It sounds like you would be very surprised to learn that there IS a heavy strategy component to painting for competition, no matter who the judges are. :;): in fact, I could argue that the point in painting for competition is to design and execute a piece that appeals to many different types of people--especially when the Best-In-Show awards are judged by your peers. ::):

 

But more important, if you are approaching the competition as a tool to learn and improve, you are going to get a lot more from a class like Rhonda's "Level Up!" than you would from any panel. A panel will speak only in generalities, whereas the smaller class focuses on what YOU need to do to get to the next level.
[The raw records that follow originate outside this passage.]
PR #66, opened 2023-02-09
add interval and scrapeTimeout to values.yaml

HomMarkHunt:
## Overview

I feel that using Prometheus integration makes modifying some Service Monitor properties more convenient.
Specifically, I'd like to make changes so that the interval and scrapeTimeout can be set:
1. Change `interval` to allow scans to be performed at any desired timing.
1. Modify the `scrapeTimeout` value to ensure that scans do not fail even if they exceed `100s` by executing scans with the minimum CPU limit."


dwertent (approved):
Thanks :)

PR #95, opened 2023-02-28
fix(host-scanner): remove hostNetwork and hostPort parameters

alegrey91:
## Overview
This fix removes the hostNetwork and hostPort parameters from the host-scanner deployment, since we don't need them anymore.


matthyx:
I am not sure we still use this one... I thought we always use the internal one? @dwertent ?

dwertent:
@alegrey91 Please update the kubescape image version...

dwertent:
@matthyx You might be right, I'm checking this.

dwertent (approved):

dwertent (approved):

PR #149, opened 2023-05-02
fix: move host-scanner namespace

alegrey91:
## Overview
In this PR we are moving the previous dedicated **host-scanner**'s namespace (`kubescape-host-scanner`), to the current in use for **kubescape** operator (`kubescape`).

## Additional Information

This is useful to avoid communication issues between namespaces when a policy engine is installed on the cluster.

## How to Test

Build kubescape by your own from this branch and run it against a cluster with the following command: `./kubescape scan --enable-host-scan`.
Check if host-scanner is deployed in kubescape namespace.

## Related Issues/PRs:
This is related to this other PR in **kubescape**:
https://github.com/kubescape/kubescape/pull/1217

- [ ] I have commented on my code, particularly in hard-to-understand areas

### DIFF
--- a/charts/kubescape-cloud-operator/assets/host-scanner-definition.yaml
+++ b/charts/kubescape-cloud-operator/assets/host-scanner-definition.yaml
@@ -7,13 +7,13 @@ metadata:
     k8s-app: kubescape-host-scanner
     kubernetes.io/metadata.name: kubescape-host-scanner
     tier: kubescape-host-scanner-control-plane
-  name: kubescape-host-scanner
+  name: kubescape
 ---
 apiVersion: apps/v1
 kind: DaemonSet
 metadata:
   name: host-scanner
-  namespace: kubescape-host-scanner
+  namespace: kubescape
   labels:
     app: host-scanner
     k8s-app: kubescape-host-scanner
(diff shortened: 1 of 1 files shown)


dwertent:
Here the same, we will first need to fix the system tests.
Also, did you tests this chart locally? Did you make sure Kubscape does not delete the `kubescape` namespace as part of the cleanup of the host scanner?

alegrey91:
> Here the same, we will first need to fix the system tests. Also, did you tests this chart locally? Did you make sure Kubscape does not delete the `kubescape` namespace as part of the cleanup of the host scanner?

I tested it locally, but I didn't noticed about that.
Anyway, clean up should be safe, since the teardown function here:
https://github.com/kubescape/kubescape/blob/7feea434215b68220551fc22c0da92e651d88ec4/core/pkg/hostsensorutils/hostsensordeploy.go#L304
checks if the namespace was already present before the `host-scanner` was installed.
It was a fix that we did a couple of months ago.

dwertent:
I have a hot-fix release waiting. I'll merge this once we are done with the hot-fix

dwertent (approved):

PR #168, opened 2023-05-26
remove etcd, reuse pvc, don't run as root

matthyx:


dwertent:
@matthyx Please pull the github actions from the relevancy branch so the tests will run (The relevancy tests will probably fail because the watches are not implemented yet).

matthyx:
> @matthyx Please pull the github actions from the relevancy branch so the tests will run (The relevancy tests will probably fail because the watches are not implemented yet).

rebased

dwertent:
We merged to master

PR #171, opened 2023-05-28
Add proxy support

Bezbran:
## Overview
This PR adds the ability to configure a proxy to be in use for all Helm components.
By adding the following to the `helm upgrade --install ...` command: `--set global.httpsProxy='http(s)://x.y.z'`, all the egress traffic from Helm components to external HTTPS services will be tunneled to the proxy.

In the case of a proxy that has its own TLS certificate, one needs to create a secret containing the certificate/rootCA of the certificate by running the following command:
```
kubectl -n kubescape create secret generic kubescape-proxy-tls-certificate --from-file=proxy.crt=org-proxy.crt
```
Where `org-proxy.crt` is the certificate/ RootCA of the certificate.
and after that, they should run the following command for all the Helm deployments/statefulsets (operator, kubescape, kubevuln, otel-collector, gateway):
```
kubectl -n kubescape patch [deployment] [sts] XYZ -p '{
  "spec": {
    "template": {
      "spec": {
        "volumes": [
          {
            "name": "kubescape-proxy-tls-certificate",
            "secret": {
              "secretName": "kubescape-proxy-tls-certificate"              
            }
          }
        ],
        "containers": [
          {
            "name": "XYZ",
            "volumeMounts": [
              {
                "name": "kubescape-proxy-tls-certificate",
                "mountPath": "/etc/ssl/certs/proxy.crt",
                "subPath": "proxy.crt"
              }
            ]
          }
        ]
      }
    }
  }
}'
```


Bezbran:
should do "squash and merge" ,so we won't get any GitGuardian Security Checks errors

dwertent:
Merged #173 instead

Issue #581, opened 2025-01-05
Make the request-body.json in kubescape-scheduler configurable


Bezbran:
## Overview
Currently it is hard coded for the default recurring scan to scan all frameworks every scan.

## Problem
Users want the ability to determine what will be scanned by the recurring scan.

## Solution
1. Change the [template file](https://github.com/kubescape/helm-charts/blob/main/charts/kubescape-operator/templates/kubescape-scheduler/configmap.yaml) to take from values the request body.
2. Add the current body as default value in values file for backward compatibility.

## Alternatives
Delete the default recurring scan after installation and make a custom recurring scan as described [here](https://github.com/kubescape/operator#create-a-cronjob-that-will-repeatedly-trigger-a-kubescape-scann-according-to-a-specific-framework).

## Additional context
Issue  #[1755](https://github.com/kubescape/kubescape/issues/1755) in Kubescape repository.

matthyx:
should have been closed by https://github.com/kubescape/helm-charts/pull/590

PR #590, opened 2025-01-09
Ks recurring body configurable

Bezbran:
Solves #581


Bezbran:
We need to ignore whitespaces in JSONs in unitests

matthyx (approved):
thanks Bez!

PR #616, opened 2025-02-12
DO NOT MERGE update operator and operator-command.crd.yaml with string payload field

refaelm92:

### DIFF
--- a/charts/kubescape-operator/values.yaml
+++ b/charts/kubescape-operator/values.yaml
@@ -286,8 +286,8 @@ operator:
 
   image:
     # -- source code: https://github.com/kubescape/operator
-    repository: quay.io/kubescape/operator
-    tag: v0.2.69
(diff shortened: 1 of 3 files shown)


charts/kubescape-operator/values.yaml
```diff
@@ -286,8 +286,8 @@ operator:
 
   image:
     # -- source code: https://github.com/kubescape/operator
-    repository: quay.io/kubescape/operator
-    tag: v0.2.69
+    repository: quay.io/matthiasb_1/operator
```
dwertent, line 289: Is this an accident?

dwertent (changes requested):

amirmalka:
I think we can close this one right?

refaelm92:
> I think we can close this one right?

Yes

PR #646, opened 2025-03-12
include more resources to ignoreDifferences ArgoCD App

StefanCenusa:
## Overview

I've included some new items to the ignoreDifferences array. These resources have random generated data when helm templated causing ArgoCD to generate them at each refresh and marking the Application as not synced.


matthyx (approved):
thanks @StefanCenusa !

PR #680, opened 2025-04-28
generate and sync filtered SBOMs with SBOMs

matthyx:


matthyx:
@kooomix we can try that in dev

kooomix (approved):

PR #686, opened 2025-05-04
Update node-agent volume mounts to specify read-only access where applicable

slashben:
This pull request introduces changes to improve the `kubescape-operator's security posture by setting appropriate `readOnly` flags for volume mounts in the `node-agent` configuration. These changes ensure that volumes are marked as read-only wherever possible, reducing the risk of unintended write operations.

### Security Enhancements:

* **`daemonset.yaml` Updates**: Added `readOnly: true` to volume mounts for `proxy-secret`, `custom-ca-certificates`, and `extra-ca-certificates` to ensure these sensitive files are mounted as read-only.

* **`values.yaml` Updates**:
  - Marked several volume mounts as `readOnly: true`, including `/host`, `/var`, `/lib/modules`, `/sys/fs/cgroup`, `/sys/fs/bpf`, and `/boot`, to restrict write access.
  - Retained write access (`readOnly: false`) for specific paths like `/run` (container runtime socket), `/sys/kernel/debug` (eBPF program loading), and `/data` and `/clamav` (emptyDir volumes), where write operations are necessary.

### DIFF
--- a/charts/kubescape-operator/templates/node-agent/daemonset.yaml
+++ b/charts/kubescape-operator/templates/node-agent/daemonset.yaml
@@ -266,17 +266,20 @@ spec:
           - name: proxy-secret
             mountPath: /etc/ssl/certs/proxy.crt
             subPath: proxy.crt
+            readOnly: true
           {{- end }}
           {{- if .Values.global.overrideDefaultCaCertificates.enabled }}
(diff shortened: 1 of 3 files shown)


matthyx (approved):
nice with comments and all 👍 
thanks @slashben !

PR #693, opened 2025-05-09
Allow setting up podLabels and podAnnotations

shivamverma182:
## Overview
We have a use case that requires deploying Kubescape in namespaces where Istio is enabled. Since Kubescape communicates with the Kubernetes API server—which is outside the service mesh—we need to exclude this traffic from mTLS. This can be achieved using specific pod annotations.

Additionally, there are several CronJobs that spawn pods with Istio sidecars. These sidecars interfere with the job lifecycle, causing them to run indefinitely. To prevent this, we can apply pod labels to disable sidecar injection for these CronJobs.

This merge request introduces support for configuring podLabels and podAnnotations.

### DIFF
--- a/charts/kubescape-operator/Chart.yaml
+++ b/charts/kubescape-operator/Chart.yaml
@@ -9,14 +9,14 @@ type: application
 # to the chart and its templates, including the app version.
 # Versions are expected to follow Semantic Versioning (https://semver.org/)
 
-version: 1.27.4
+version: 1.27.5
 
 # This is the version number of the application being deployed. This version number should be
 # incremented each time you make changes to the application. Versions are not expected to
 # follow Semantic Versioning. They should reflect the version the application is using.
 # It is recommended to use it with quotes.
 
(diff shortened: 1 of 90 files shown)


matthyx:
hi @shivamverma182 did you try using https://github.com/kubescape/helm-charts/blob/0ec0f1150dc68c20ff84ca874421b13d52903f4d/charts/kubescape-operator/values.yaml#L21-L23 ?

shivamverma182:
Hi @matthyx, I had a look at addtional labels/annotations but different component requires annotations. Like e.g. 

1. Not all the services talk to kubeapi server, so not all services require traffic.sidecar.istio.io/excludeInboundTraffic annotation.
2. We don't want to inject sidecars to the cronjob pods since it prevents graceful completionn. If I add sidecar.istio.io/inject=false to addtionalLabels, it will get applied to all the other services and keeping them out of istio service mesh.

matthyx (approved):
thanks @shivamverma182 !

PR #694, opened 2025-05-09
Remove dependency on `submit` for enabling Kubescape scheduler pods

AdonisOkpidi:
This PR updates the `_common.tpl` template logic to decouple `kubescapeScheduler` and `kubevulnScheduler` from the [submit ](https://github.com/kubescape/helm-charts/blob/main/charts/kubescape-operator/templates/_common.tpl#L33). Previously, these pods were only enabled when submit was true, which requires an Armo Cloud account.

With this change:
- `kubescapeScheduler` is enabled based solely on `.Values.capabilities.configurationScan == "enable"`
- `kubevulnScheduler` is enabled based solely on `.Values.capabilities.vulnerabilityScan == "enable"`

This simplifies installation for users running Kubescape in self-managed mode or without an Armo Cloud integration.

### DIFF
--- a/charts/kubescape-operator/templates/_common.tpl
+++ b/charts/kubescape-operator/templates/_common.tpl
@@ -51,11 +51,11 @@ hostScanner:
 kubescape:
   enabled: {{ eq .Values.capabilities.configurationScan "enable" }}
 kubescapeScheduler:
-  enabled: {{ and $configurations.submit (eq .Values.capabilities.configurationScan "enable") }}
+  enabled: {{ eq .Values.capabilities.configurationScan "enable" }}
 kubevuln:
   enabled: {{ eq .Values.capabilities.vulnerabilityScan "enable" }}
 kubevulnScheduler:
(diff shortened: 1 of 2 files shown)


charts/kubescape-operator/templates/_common.tpl
```diff
@@ -51,11 +51,11 @@ hostScanner:
 kubescape:
   enabled: {{ eq .Values.capabilities.configurationScan "enable" }}
 kubescapeScheduler:
-  enabled: {{ and $configurations.submit (eq .Values.capabilities.configurationScan "enable") }}
+  enabled: {{ eq .Values.capabilities.configurationScan "enable" }}
```
matthyx, line 54: have you tried running a cluster like that? if I remember correctly we had issues running with both continuousScan and scheduler

matthyx (approved):

shivamverma182:
@matthyx  Can i request to create a release please

matthyx:
Yes it'll come out this week

Issue #740, opened 2025-09-03
Add support for configuring podSecurityContext and container securityContext via values.yaml


AdonisOkpidi:
## Overview
Our engineering team reported that the Kubescape operator deployment fails Kyverno PodSecurity policy validations in clusters with Pod Security admission enforced. The root cause is upstream Helm chart limitations that prevent configuring required Pod and container security context fields through values.yaml.

## Problem
The Kubescape operator deployment is failing Kyverno PodSecurity policy validations due to upstream chart limitations that prevent setting required security context fields through Helm values.

### 1. Upstream chart limitations

- The Kubescape Helm chart currently hardcodes or omits securityContext values in deployment templates.

- The values.yaml does not expose podSecurityContext or container-level securityContext options.

- This prevents users from setting required fields like runAsUser, runAsGroup, allowPrivilegeEscalation, etc. via standard Helm values.

### 2. Specific Kyverno violations observed

- require-run-as-non-root-user: runAsUser not set to >0

- require-non-root-groups: runAsGroup not set to >0

- deny-privilege-escalation: allowPrivilegeEscalation not set to false

- require-podsecurity-restricted: missing capabilities.drop, seccompProfile

- require-run-as-nonroot: runAsNonRoot not set to true
 
## Attempted configuration (ineffective)

We tried to configure security contexts in our kubescape.yaml values file, but the chart ignores them because the templates don’t reference these fields:

```
podSecurityContext:
  runAsNonRoot: true
  runAsUser: 65532
  runAsGroup: 65532
securityContext:
  allowPrivilegeEscalation: false
  capabilities:
    drop: [ALL]
  seccompProfile:
    type: RuntimeDefault
```

## Proposed solution
- Expose podSecurityContext and container-level securityContext in values.yaml.

slashben:
I'll do

AdonisOkpidi:
@slashben I have just got back now. I can see you have an open PR for this. Do you suggest testing with your branch?

matthyx:
@AdonisOkpidi did you test the branch?

AdonisOkpidi:
@matthyx still nothing yet today and as they are in India I couldn't get any response. 

[...]

PR #742, opened 2025-09-17
Add pod and container security contexts for all components

slashben:
This pull request refactors the way Kubernetes security contexts are defined in all Helm chart templates for the Kubescape operator and its components. The main improvement is to allow full customization of both pod-level and container-level `securityContext` via Helm values, replacing hardcoded defaults. This change increases flexibility for users and improves security posture by supporting best practices such as dropping all capabilities and enforcing non-root execution. Snapshot test files are updated to reflect the new, more secure defaults.

This PR is addressing #740 

**Security context templating improvements:**

* All deployment and daemonset templates now use `coalesce` to allow users to override both pod-level and container-level `securityContext` via values such as `.Values.<component>.podSecurityContext` and `.Values.<component>.securityContext`, falling back to global defaults if not set. Hardcoded fields (e.g., `runAsNonRoot`, `allowPrivilegeEscalation`, `seccompProfile`) are removed in favor of user-supplied YAML. 
**Security best practices:**

* Container-level `securityContext` now supports dropping all Linux capabilities (`capabilities: drop: [ALL]`), enforcing `readOnlyRootFilesystem`, and running as non-root by default. These changes are reflected in the updated snapshot test files.

**Component-specific enhancements:**

* The `node-agent` daemonset template now conditionally applies `appArmorProfile` if Kubernetes version is 1.29+, and allows SELinux options and privilege settings to be customized or defaulted based on values. 

**Snapshot test updates:**

* All affected snapshot test files are updated to reflect the new, configurable security context defaults, including dropped capabilities, enforced non-root execution, and group/user settings.

**Generalization and maintainability:**

* By removing hardcoded security settings and using Helm's `coalesce` function, the charts are now easier to maintain and extend, and users can more easily align deployments with organizational security policies.

### DIFF
--- a/charts/kubescape-operator/templates/grype-offline-db/deployment.yaml
+++ b/charts/kubescape-operator/templates/grype-offline-db/deployment.yaml
@@ -30,9 +30,10 @@ spec:
         {{- with .Values.grypeOfflineDB.podLabels }}{{- toYaml . | nindent 8 }}{{- end }}
         kubescape.io/tier: "core"
     spec:
+      {{- with (coalesce .Values.grypeOfflineDB.podSecurityContext .Values.global.podSecurityContext) }}
       securityContext:
-        seccompProfile:
-          type: RuntimeDefault
+        {{- toYaml . | nindent 8 }}
+      {{- end }}
       {{- if .Values.imagePullSecrets }}
       imagePullSecrets:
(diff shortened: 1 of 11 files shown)


AdonisOkpidi:
Still awaiting feedback from the team that raised this issue. I've just chased up again and will update when I receive some feedback.

PR #764, opened 2025-11-26
Generate node-agent daemonsets from node labels

matthyx:
When multipleDaemonSets.configurations is empty, lookup cluster Nodes and auto-generate configurations by grouping nodes by labels (kubescape.io/daemonset-group, node.kubernetes.io/instance-type, beta.kubernetes.io/instance-type). Use a normalized nameSuffix per group for daemonset names and add kubescape.io/daemonset-group labels to the selector and pod template.


matthyx:
pure vibe coding to test Gemini 3 in my IDE

PR #784, opened 2026-01-15
chore: adding the ability to adjust the source of busybox

### LINKED ISSUE #783: enable override of busybox image source
## Overview
Right now the busybox image for startup jitter is automatically pulled from docker with no option to override.

## Problem
If you hit the api pull limit then you can't roll out the busybox image to support the startup jitter.

## Solution
A new field in the values that allows a user to override the busybox image to use a registry of their choice. The understanding being if it's a private repo, the imagePull Secret is the same for all images.

## Alternatives
N/A

## Additional context
N/A

drew-viles:
# Overview
As a user that will deploy kubescape across a number of different environments, one problem we might hit it the docker pull limits when pulling the busybox image for the startup jitter. This PR enables a user to override the source and use an internal repo.

For example, I'm using an image pull secret for the pullthrough registry I have and it's be nice if I could use this registry for the init container too if it's enabled.

## How to Test

Install the helm chart with the startupJitter enabled and supply a custom image.

## Related issues/PRs:
Resolved #783

- [ ] New and existing unit tests pass locally with my changes

### DIFF
--- a/charts/kubescape-operator/templates/node-agent/_node-agent.tpl
+++ b/charts/kubescape-operator/templates/node-agent/_node-agent.tpl
@@ -251,7 +251,7 @@ Parameters:
 {{- define "node-agent.initContainers" -}}
 {{- if .Values.nodeAgent.startupJitterContainer.enabled }}
 - name: startup-jitter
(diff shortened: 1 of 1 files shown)


drew-viles:
@codex review

PR #793, opened 2026-02-01
add startup probe

YakirOren:
## Summary by CodeRabbit

* **Chores**
  * Updated node-agent health checks: added a startup probe and adjusted liveness/readiness behavior to improve container startup handling and deployment stability.

### DIFF
--- a/charts/kubescape-operator/templates/node-agent/_node-agent.tpl
+++ b/charts/kubescape-operator/templates/node-agent/_node-agent.tpl
@@ -186,7 +186,6 @@ Parameters:
     httpGet:
       path: /livez
       port: 7888
-    initialDelaySeconds: 60
     periodSeconds: 3
   readinessProbe:
     httpGet:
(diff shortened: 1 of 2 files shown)


charts/kubescape-operator/templates/node-agent/_node-agent.tpl
```diff
@@ -192,8 +192,15 @@ Parameters:
...
       port: 7888
-    initialDelaySeconds: 3
     periodSeconds: 3
+  startupProbe:
+    httpGet:
+      path: /readyz
+      port: 7888
+    initialDelaySeconds: 5
+    periodSeconds: 2
+    failureThreshold: 60
```
matthyx: is 2*60s enough? if that fails after 2min we'll still go crashloop

charts/kubescape-operator/templates/node-agent/_node-agent.tpl
```diff
@@ -192,8 +192,15 @@ Parameters:
     httpGet:
       path: /readyz
       port: 7888
-    initialDelaySeconds: 3
     periodSeconds: 3
+  startupProbe:
+    httpGet:
+      path: /readyz
+      port: 7888
+    initialDelaySeconds: 5
```
matthyx: useless for a startup probe I would say

PR #344, opened 2024-04-30
Use Column Names To Determine LEAP Values

CalebPena:
- Add method to get a list of values by column name.
- Add `GoogleSheetsCache` base class.

- Move `sheets_get_data` to a class.
- Move Google Sheets logic to integrations.
- Don't fetch from sheets on reload.


integrations/services/sheets/sheets.py
```diff
@@ -0,0 +1,98 @@
...
+        result = self.sheet.values().get(
+                spreadsheetId=self.spreadsheet_id, range=self.cell_range
+        ).execute()
+        values = result.get('values', [])
+
+        return values
+
+    def data_by_column(self, *column_names: str) -> list[dict[str, any]]:
+        '''
+        return an array of dictiontionaries containing the column names and their values
```
ivonne-hernandez, line 34:
```suggestion
        return an array of dictionaries containing the column names and their values
```

integrations/services/sheets/sheets.py
```diff
@@ -0,0 +1,98 @@
...
+        WARN: this should only be used during development
+        '''
+        raw_column_names = self.data()[0]
+
+        for name in raw_column_names:
+            print(repr(name))
+
+    def _raise_missing_columns(self, needed_columns: list[str], existing_columns: list[str]):
+        '''
+        raise an exception with the column names from needed_colomns that are not in existing_columns
```
ivonne-hernandez, line 76:
```suggestion
        raise an exception with the column names from needed_columns that are not in existing_columns
```

ivonne-hernandez (approved):

PR #351, opened 2024-05-02
1036: wip

Mdemenko1:

Implementing dark/light mode

image


translations/static/js/theme.js
```diff
@@ -0,0 +1,27 @@
+(() => {
+  "use strict";
+  const prefersDarkMode = window.matchMedia(
+    "(prefers-color-scheme: dark)"
+  ).matches;
+  const defaultTheme = prefersDarkMode ? "dark" : "light";
+  const preferredTheme = localStorage.getItem("theme");
+  const toggleDarkMode = document.querySelector("#bd-theme");
+  const isDarkTheme = localStorage.getItem("theme") === "dark";
```
msrezaie, line 9: Move this inside of the toggleDarkMode event listener, because in this implementation the toggle switch only works once.

translations/templates/base.html
```diff
@@ -9,13 +9,70 @@
...
+          <svg
+            xmlns="http://www.w3.org/2000/svg"
+            fill="currentColor"
+            class="bi bi-sun"
+            viewBox="0 0 16 16"
+          >
+            <path
+              d="M8 11a3 3 0 1 1 0-6 3 3 0 0 1 0 6m0 1a4 4 0 1 0 0-8 4 4 0 0 0 0 8M8 0a.5.5 0 0 1 .5.5v2a.5.5 0 0 1-1 0v-2A.5.5 0 0 1 8 0m0 13a.5.5 0 0 1 .5.5v2a.5.5 0 0 1-1 0v-2A.5.5 0 0 1 8 13m8-5a.5.5 0 0 1-.5.5h-2a.5.5 0 0 1 0-1h2a.5.5 0 0 1 .5.5M3 8a.5.5 0 0 1-.5.5h-2a.5.5 0 0 1 0-1h2A.5.5 0 0 1 3 8m10.657-5.657a.5.5 0 0 1 0 .707l-1.414 1.415a.5.5 0 1 1-.707-.708l1.414-1.414a.5.5 0 0 1 .707 0m-9.193 9.193a.5.5 0 0 1 0 .707L3.05 13.657a.5.5 0 0 1-.707-.707l1.414-1.414a.5.5 0 0 1 .707 0m9.193 2.121a.5.5 0 0 1-.707 0l-1.414-1.414a.5.5 0 0 1 .707-.707l1.414 1.414a.5.5 0 0 1 0 .707M4.464 4.465a.5.5 0 0 1-.707 0L2.343 3.05a.5.5 0 1 1 .707-.707l1.414 1.414a.5.5 0 0 1 0 .708"
+            />
+          </svg>
```
msrezaie, line 47: We can use something like this instead:
```
<span class="material-symbols-outlined"> light_mode </span>
```

and the same for the other `svg` tag. These icons within the `span` tag is coming from the google fonts import. You can find all of them from here:
https://fonts.google.com/icons

msrezaie (changes requested):
Not too sure on the positioning of the theme switch. One idea I was thinking of is to have the button be placed at the bottom of the sidebar and make the entire sidebar have the sticky property.
image

translations/static/js/theme.js
Mdemenko1: Then I will not be able to access those variables outside of the function

msrezaie: Use the `preferredTheme` for `toggleDarkMode.checked` instead of `isDarkTheme` which seems to be the only instance of it used outside of the event listener.
```
toggleDarkMode.checked = preferredTheme === "dark" ? true : false;
```

msrezaie (approved):
Looks great, awesome work!

PR #377, opened 2024-05-22
Small Admin Improvements

CalebPena:
- Import all programs with translations.
- Auto translate even if it has been manually edited.
- Try to add `external_name` automatically.
- Add a default translation.
- Add name back to translation admin.
- Fix urgent need warning link.

- The multi-selects are not scrollable.


translations/templates/urgent_needs/urgent_need.html
msrezaie, line 1: Good catch.

PR #456, opened 2024-07-19
Updated Configuration Seed File with More Help Values

msrezaie:
- Added a new config object which includes values for the More Help page.


CalebPena (approved):
Thank you

PR #482, opened 2024-08-02
Fix/nurturing futures inc limit

ivonne-hernandez:
- Fix nurturing futures inc limit


ivonne-hernandez:
Caleb has the fix in the release PR :).

PR #488, opened 2024-08-09
Feat/Added new configuration data field UI

msrezaie:
- With the use of [django-json-widget](https://pypi.org/project/django-json-widget/) package, the `data` field of the Configuration model now utilizes a JSON editor window in the main Django admin dashboard. This change helps in providing a more user friendly interface for admins to manage the configuration instances of the screener.
- The JSON editor for the `data` field provides two different views, namely Tree and Code. The JSON editor also provides search, sort, order, and other features.
image

- The JSON data, when saved in the data field of the Configuration model, previously included escape characters. However, after passing the data through `json.loads` in the `admin.py` of the Configuration model, the escape characters `\` are now excluded only while the `data` is being viewed in the JSON editor.

- The django-json-widget package is added in the requirements.txt, the package needs to be installed for the new `data` UI to work.

### DIFF
--- a/benefits/settings.py
+++ b/benefits/settings.py
@@ -82,6 +82,7 @@ INSTALLED_APPS = [
     "rest_framework.authtoken",
     "phonenumber_field",
     "parler",
+    'django_json_widget',
     "django_filters",
     "django.contrib.admin",
     "django.contrib.auth",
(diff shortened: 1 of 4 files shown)


CalebPena (approved):
Looks good TY.

PR #503, opened 2024-08-20
Warning message admin

CalebPena:
- Add `WarningMessage` model.
- Add warning message` main admin.
- Add warning message translation admin.
- Translation import now imports warning messages.
- Add initial warning message calculators (_show, _dont_show, _tax_unit).

- Rename `NavigatorCounty` to `County`


programs/models.py
```diff
@@ -367,6 +368,54 @@ def __str__(self):
...
+            translation.label = f"navigator.{calculator}_{warning.id}-{field}"
+            translation.save()
+
+        return warning
+
+
+class WarningMessage(models.Model):
+    programs = models.ManyToManyField(Program, related_name="warning_messages", blank=True)
+    external_name = models.CharField(max_length=120, blank=True, null=True, unique=True)
+    calculator = models.CharField(max_length=120, blank=False, null=False)
```
msrezaie, line 401: while adding a new warning message, what can be the value for the `calculator` field?

translations/templates/warning_messages/filter.html
```diff
@@ -0,0 +1,20 @@
+{% load static %}
+<form
+  hx-get="warning_messages/filter"
+  hx-target="#document-container"
```
msrezaie, line 4:
```suggestion
  hx-target="#warning-message-container"
```

msrezaie (changes requested):

programs/models.py
CalebPena: Currently is can be: "_show", "_dont_show", or "_tax_unit".

This is defined in: programs/programs/warnings/__init__.py

This also lets us create custom calculators. For example, if we wanted to display a message on a program if they have children that are younger than a certain age, we could make a warning calculator for that.

msrezaie (approved):
LGTM

PR #511, opened 2024-08-21
Fix bug where Medicaid was not being calculated first

CalebPena:
- Change `medicaid` to the state versions of Medicaid when determining whether to calculate a program first.

CFH will still show if the household has CHP+. Will be fixed in a future issue.


bespinosa01 (approved):
I know I wasn't the requested reviewer. But was reported internally and came to open an issue/PR, but pleasantly surprised to find yours!

PR #514, opened 2024-08-27
Adds NC WIC

bespinosa01:
-Added `nc_wic` program, was necessary to update `wic_category` values to be more reflective to NC

- Added `NcWic` Class 
- Updated `nc_member_calculators` to include said class

N/A

- Please Review and Test :) 


programs/programs/nc/pe/member.py
CalebPena, line 1: Can you make a `CoWic`. I think that it is a little confusing to have the `Wic` be the Colorado WIC.

CalebPena (approved):

programs/programs/nc/pe/member.py
bespinosa01: Yeah I didn't want to force y'alls hands into any changes so left CO values as defaults. But makes sense to me, changes made.

CalebPena (approved):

This discussion can encompass anything from Research (studying past winners), to model choice (far more impactful than you might think, especially in how much enjoyment you 'll gain from the journey), to color and basing composition, to painting technique, special effects, storytelling and beyond.

 

The answer to the eternal debate you mention, Doug, is simple--both. You must have both great artistic style AND great paint-work to take gold. If your style incorporates pointillism instead of smooth blends, that's awesome, but you had better nail it! :lol:

 

I am far more likely to schedule a couple one-instructor classes for this. I get your point about the 100 students, but there remain my points: I could cover three subjects over numerous time slots instead of one subject over one. Because of everything else going on, the minute I schedule a single panel, I will hear howls of dismay from all the people who can't attend at that exact time. :;):

 

Do you see my points?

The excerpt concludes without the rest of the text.